But scientists are worried that the political reaction to the leak, which may have occurred more than a decade ago, will reduce or end contacts between the laboratories and foreign scientists (see Nature 398, 96; 1999 ).

Wen Ho Lee was fired from Los Alamos not for espionage, which remains unproven, but for talking to Chinese scientists and failing adequately to report the conversations. Lee, a 20-year veteran at Los Alamos, had been working under contract for the laboratory. The energy department believes he may have aided Chinese visitors in gathering information on the H-88 missile warhead.

The incident at Los Alamos has touched off a political storm in Washington. Republicans in Congress are eager to use the issue to score political points against President Bill Clinton and Vice-President Al Gore, who will be running to succeed Clinton in the 2000 election.

John Pike, a defence analyst at the Federation of American Scientists in Washington, says: “They are making this sound like Los Alamos is a [convenience store] with H-bombs ready to go. The real question is whether Lee walked out the front door with the H-88 warhead under his arm or whether he ran off a little at the mouth in conversation over dinner.”

The General Accounting Office has already published several studies criticizing security procedures at the three weapons laboratories, Los Alamos and Sandia in New Mexico and Lawrence Livermore in California.

John Browne, the director of Los Alamos, insists that the security breach was real and the firing was deserved.
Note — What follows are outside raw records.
PR #372, opened 2015-02-20
Add a new CheckStyle formatter

Sweetchuck:
I have not found any Jenkins plugin which is suitable to process an XML which is generated by the `--format=XML` option.

This new formatter/reporter almost the same as the XML formatter only difference is that this produce a standard Checkstyle format.

### DIFF
--- a/README.md
+++ b/README.md
@@ -283,6 +283,27 @@ scss-lint --format=XML [scss-files...]
 </lint>
 ```
 
+### CheckStyle
+
+Outputs a CheckStyle XML with `<checkstyle>`, `<file>`, and `<error>` tags. Suitable for
+consumption by tools like [Jenkins](http://jenkins-ci.org/) with [CheckStyle plugin](https://wiki.jenkins-ci.org/display/JENKINS/Checkstyle+Plugin).
+
+```bash
+scss-lint --format=CheckStyle [scss-files...]
+```
+
+```xml
+<?xml version="1.0" encoding="utf-8"?>
+<checkstyle version="1.5.6">
+  <file name="test.css">
+    <error line="2" severity="warning" message="Prefer single quoted strings" />
+    <error line="2" severity="warning" message="Line should be indented 0 spaces, but was indented 1 spaces" />
+    <error line="5" severity="warning" message="Prefer single quoted strings" />
+    <error line="6" severity="warning" message="URLs should be enclosed in quotes" />
+  </file>
+</checkstyle>
+```
+
 ## Exit Status Codes
 
 `scss-lint` tries to use
--- a/lib/scss_lint/reporter/checkstyle_reporter.rb
+++ b/lib/scss_lint/reporter/checkstyle_reporter.rb
@@ -1,0 +1,33 @@
+module SCSSLint
+  # Reports lints in a CheckStyle format.
+  class Reporter::CheckStyleReporter < Reporter
+    def report_lints
+      output = '<?xml version="1.0" encoding="utf-8"?>'
+
+      output << '<checkstyle version="1.5.6">'
+      lints.group_by(&:filename).each do |filename, file_lints|
+        output << "<file name=#{filename.encode(xml: :attr)}>"
+
+        file_lints.each do |lint|
+          output << issue_tag(lint)
+        end
+
+        output << '</file>'
+      end
+      output << '</checkstyle>'
+
+      output
+    end
+
+  private
+
+    def issue_tag(lint)
+      "<error source=\"#{lint.linter.name if lint.linter}\" " \
+             "line=\"#{lint.location.line}\" " \
+             "column=\"#{lint.location.column}\" " \
+             "length=\"#{lint.location.length}\" " \
+             "severity=\"#{lint.severity}\" " \
+             "message=#{lint.description.encode(xml: :attr)} />"
+    end
+  end
+end
--- a/spec/scss_lint/reporter/checkstyle_reporter_spec.rb
+++ b/spec/scss_lint/reporter/checkstyle_reporter_spec.rb
@@ -1,0 +1,103 @@
+require 'spec_helper'
+
+describe SCSSLint::Reporter::CheckStyleReporter do
+  subject { SCSSLint::Reporter::CheckStyleReporter.new(lints) }
+
+  describe '#report_lints' do
+    let(:xml) { Nokogiri::XML(subject.report_lints) }
+
+    shared_examples_for 'XML document' do
+      it 'has an encoding of UTF-8' do
+        xml.encoding.should == 'utf-8'
+      end
+
+      it 'has an XML version of 1.0' do
+        xml.version.should == '1.0'
+      end
+
+      it 'contains a <checkstyle> root element' do
+        xml.root.name.should == 'checkstyle'
+      end
+    end
+
+    context 'when there are no lints' do
+      let(:lints) { [] }
+
+      it_should_behave_like 'XML document'
+    end
+
+    context 'when there are lints' do
+      let(:filenames)    { ['f1.scss', 'f2.scss', 'f1.scss'] }
+      # Include invalid XML characters in the third description to validate
+      # that escaping happens for preventing broken XML output
+      let(:descriptions) { ['lint 1', 'lint 2', 'lint 3 " \' < & >'] }
+      let(:severities)   { [:warning] * 3 }
+
+      let(:locations)    do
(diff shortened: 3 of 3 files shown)


README.md
```diff
@@ -283,6 +283,27 @@ scss-lint --format=XML [scss-files...]
...
+Outputs a CheckStyle XML with `<checkstyle>`, `<file>`, and `<error>` tags. Suitable for
+consumption by tools like [Jenkins](http://jenkins-ci.org/) with [CheckStyle plugin](https://wiki.jenkins-ci.org/display/JENKINS/Checkstyle+Plugin).
+
+```bash
+scss-lint --format=CheckStyle [scss-files...]
+```
+
+```xml
+<?xml version="1.0" encoding="utf-8"?>
+<checkstyle version="1.5.6">
```
sds: Including the version number here seems brittle. Is this absolutely necessary (i.e. does the CheckStyle plugin require this attribute be present)?

Having `scss-lint` need to update this formatter's output each time the `CheckStyle` plugin is updated isn't ideal.

Sweetchuck: > Does the CheckStyle plugin require this attribute be present?

I do not know, but this is how the PHP_CodeSniffer works. It also puts this version number into the generated XML. Maybe this indicates that the XML which version of the Checkstyle definition compatible with. 
The version number has no any direct relation to the Jenkins Checkstyle plugin.

sds: The version number you've specified seems really out of date. The current version of the CheckStyle plugin is 3.41.

I guess my issue with this is that this plugin is extremely specific to a particular testing platform (Jenkins) and isn't a generic output format (e.g. JSON).

I would rather this be pulled into its own separate gem and loaded via the `--require` and `--format` flags. I don't think this formatter should be shipped with `scss-lint`.

sds:
Thanks for the pull request, @Sweetchuck. We really appreciate having developers create integrations for `scss-lint` with other toolsets.

In this case, I think this formatter is specific enough to warrant its own gem, which can then be loaded with the `--require` and `--format` flags. This relieves us of the burden of maintaining it, but allows others to use it.

Sweetchuck:
Sorry, I am not agree with you.
I think the current `--format=XML` is useless because there is no such a tool which is able to use it.
You mention that in the `readme.md` about the XML output
 "Suitable for consumption by tools like Jenkins." https://github.com/causes/scss-lint#xml 
But I have not found any plugin which can do anything with that XML.

The Checkstyle is a standard format and widely used, just with Jenkins more than 12.000 CI server instance use it. https://wiki.jenkins-ci.org/display/JENKINS/Checkstyle+Plugin

http://ant.apache.org/ and https://www.phing.info are also able to mark a build as _unstable_ based on a checkstyle.xml file.

I really do not understand why you don't want to support the checkstyle format.

sds:
I apologize--that documentation is clearly incorrect.

When the XML formatter was first added (it was actually the first pull request to `scss-lint`; see PR #1) we merged it without verifying the author's claim that it was intended to be consumed by Jenkins. Thus we included it in the documentation without confirming ourselves that it was "useful". It has stuck around ever since.

I've removed the confusing documentation in 8ea0292f234610079e0a00a0f036089e19ed5a6d. You'll have to talk to @volpino to understand how he is using it with Jenkins.

Now let me explain why I don't want to merge this into the main `scss-lint` project.

By merging this, we are setting a precedent that `scss-lint` directly supports third-party tools (like the CheckStyle Jenkins plugin). This is _not_ a claim we as a maintainer of the gem want to make. As we don't use the CheckStyle plugin internally, we can't promise to ensure it's well-tested and functional.

Thus the approach we suggest is that some other party (e.g. yourself) take the file `lib/scss_lint/reporter/checkstyle_reporter.rb`, place it into a separate gem, and then distribute that gem. We will happily include a link to it in our documentation. Anyone can then use the formatter by passing the `--require=scss-lint-checkstyle-reporter --format=Checkstyle` flags to `scss-lint`. This provides a clean way for reuse while relieving us the burden of maintenance. This is a style that many open source projects use (see the [Atom Linter](https://atom.io/packages/linter) project as an example).

These are the sorts of decisions any large open source project needs to make. I'm sorry if this seems unfair, but I believe it's in the best interest of the project.

Sweetchuck:
Atom linter is bad example because it aggregates other linters.
 
http://eslint.org/docs/command-line-interface/#-f,---format

http://jshint.com/docs/cli --reporter option

mprins:
even though this was closed I would like to cast a +1 vote for merging this, and optionally dropping/replacing the existing xml formatter (which is fairly useless IMO)

The checkstyle output is well supported in many enterprise build and code quality reporting tools, Jenkins being just a single example, a longer list is available at http://checkstyle.sourceforge.net/index.html#Related_Tools

sds:
@mprins I'm down for dropping the XML formatter. It's an old relic that in light of this new information isn't being used. (@volpino: you're the only known entity who might be using it; if so, speak up now)

I'm trying to understand why this is being met with such resistance. Let's be clear: **I want `scss-lint` to be easy to integrate with popular tools to make developer's lives easier.** My opposition to this pull request is that it:

- Puts the burden of maintaining a third-party integration on the `scss-lint` project (an integration that none of the maintainers use)
- Couples `scss-lint` code to a third-party plugin (if that plugin introduces a breaking change, the integration in `scss-lint` breaks)
- Ties any bug fixes to the `scss-lint` release cycle. For one third-party integration this is not a big deal, but down the line if we had many integrations there could be breaking changes happening all the time

The argument that this is supported by other tools and thus `scss-lint` should also support it is an altered form of the [bandwagon fallacy](https://en.wikipedia.org/wiki/Argumentum_ad_populum).

I understand that having this integration be a first-class citizen of `scss-lint` is convenient for developers, but what I am suggesting is not outrageous. For other developers who would want to use the checkstyle integration, it changes the list of steps from:

```
scss-lint --format=CheckStyle
```

...to:

```
gem install scss-lint-reporter-checkstyle # One time operation
scss-lint --require=scss-lint-reporter-checkstyle --format=CheckStyle 
```

You write your Jenkins job once and never think about this again. I don't see how this is objectionable.

If the concern is that you then have to maintain this integration, then **now you understand where I'm coming from!** :wink: 

I don't think third-party integrations belong as first-class citizens in tools _if_ there is a convenient way to support them as plugins. It introduces unnecessary coupling which is poor software design.

Here's my offer: I am happy to write this gem for you and transfer ownership (this will take 10 minutes), and add documentation in the README with instructions on how to use the gem. Is that reasonable?

mprins:
:blush:  yeah, convenience for me is my main drive  :blush: 

definitely more than reasonable!

I have no objections to taking ownership and would probably pulled something like this into the maven plugin* I'm working on atm anyways.

*see: https://github.com/GeoDienstenCentrum/sass-maven-plugin/pull/3

volpino:
@sds hi! unfortunately i don't work anymore in the company where they were/are using scss-lint with Jenkins. Maybe @nostalgiaz know more than me on the matter.

Sweetchuck:
How often changing the format of the jUnit or Checkstyle XML without backward compatibility?

If you are going to drop the XML output you should drop the JSON output as well, because it also suppose a third-part integration. (I do not know any tool which is able to work with such an output)

I think the "scss-lint" should support the widely used output formats __out of box__, this is what the other linter tools do. And beside those formats one can use a _customformat.js_

http://eslint.org/docs/command-line-interface/#-f,---format

`-f, --format`
This option specifies the output format for the console. Possible formats are "stylish" (the default), "compact", "checkstyle", "jslint-xml", "junit" and "tap".
Example:
`eslint -f compact file.js`


You can also use a custom formatter from the command line by specifying a path to the custom formatter file.
Example:
`eslint -f ./customformat.js file.js`

Sweetchuck:
@sds Before I publish a new gem on rubygems.org I would like to ask you to give a code review to this repository. Thank you.

https://github.com/Sweetchuck/scss_lint_reporter_checkstyle

sds:
Thanks for setting up the gem, @Sweetchuck. 

I've left some comments in https://github.com/Sweetchuck/scss_lint_reporter_checkstyle/commit/9c6f20efc85a6b53701920089df25db2bf921ba2. I don't think there are any blockers, so feel free to fire when ready!

Sweetchuck:
Thank you again.
https://rubygems.org/gems/scss_lint_reporter_checkstyle

sds:
Added documentation for how to use plugin in 0c2dbfc.

PR #385, opened 2015-03-06
Add animation* properties to concentric.txt

loadedsith:
PropertySortOrder:
      order: concentric 

First suggests 

    Properties should be ordered animation-name, animation-fill-mode

So one updates the order, it then suggests

    Properties should be ordered animation-fill-mode, animation-name

This is an infinite loop (assuming the human doesn't notice, lol).

Upon inspection, the animation rules are missing from the contentric.txt setting, this PR adds them.

Using the `animation` shorthand as a key, this is the order I came up with:

animation
animation-name
animation-duration
animation-timing-function
animation-delay
animation-iteration-count
animation-direction
animation-fill-mode
animation-play-state

### DIFF
--- a/data/property-sort-orders/concentric.txt
+++ b/data/property-sort-orders/concentric.txt
@@ -122,3 +122,12 @@ font-style
 
 content
 quotes
+
+animation
+animation-name
+animation-fill-mode
+animation-delay
+animation-duration
+animation-iteration-count
+animation-play-state
+animation-timing-function


lencioni:
Thanks for the contribution! This has been merged in fd1cc640d5cc517eb2bc79dab19bd34fb1d3aaf1

I'm not very familiar with the concentric ordering, but might it make sense to put these close to `transition`?

lencioni:
Perhaps @Anahkiasen has an opinion?

lencioni:
Addressed by #386

PR #386, opened 2015-03-06
Move animation rules near to transition rules

loadedsith:
As per suggestion, animations do belong near transition rules


lencioni:
Thanks! Merged in 544d39ad33581afd4e5852d41d5eaa8a1b5e4849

Lee was not fired for theft of nuclear secrets, says Browne. “He lost his job for security violations, not for espionage.”

Last Friday (19 March) a delegation from Washington visited Los Alamos to review the new security procedures. They included Ernest Moniz, the energy under-secretary, Vic Reis, the assistant secretary with responsibility for nuclear weapons, and Ed Curran, head of the energy department's Office of Counterintelligence.

The initiatives include an additional $8 million on the department's 2000 budget request to start a ‘cyber-information’ security programme. The amount would raise the department's proposed counter-intelligence budget to $39.2 million.

Other steps include measures to control weapon design data in secret documents at the laboratories; the appointment of former Central Intelligence Agency director John Deutch to review the energy department's foreign visitors and assignments programme; and a review of how the department maintains its counter-intelligence files.

Richardson: keen to protect visiting scientists programme. Credit: AP/DENNIS COOK

Extra ‘counter-intelligence professionals’ have been appointed to the laboratories, and procedures for screening foreign visitors have been tightened. The Office of Counterintelligence, which was buried within the agency's bureaucracy, has also been raised in status, with Curran reporting direct to Bill Richardson, the energy secretary.

One question now arising is how many laboratory scientists, apart from Lee, ought to be dismissed for lax security practices, such as copying classified e-mails or failing to fully report conversations with foreigners.

Another is whether the Lee incident will lead to the suspension of visits of scientists from sensitive countries, such as China. Los Alamos says 100 Chinese nationals worked at the lab last year and 278 others paid visits.

Richardson has expressed concern about the political reaction to the incident. “I'm concerned Congress is going to over-react. You don't eliminate the foreign visitors programme because it is essential.”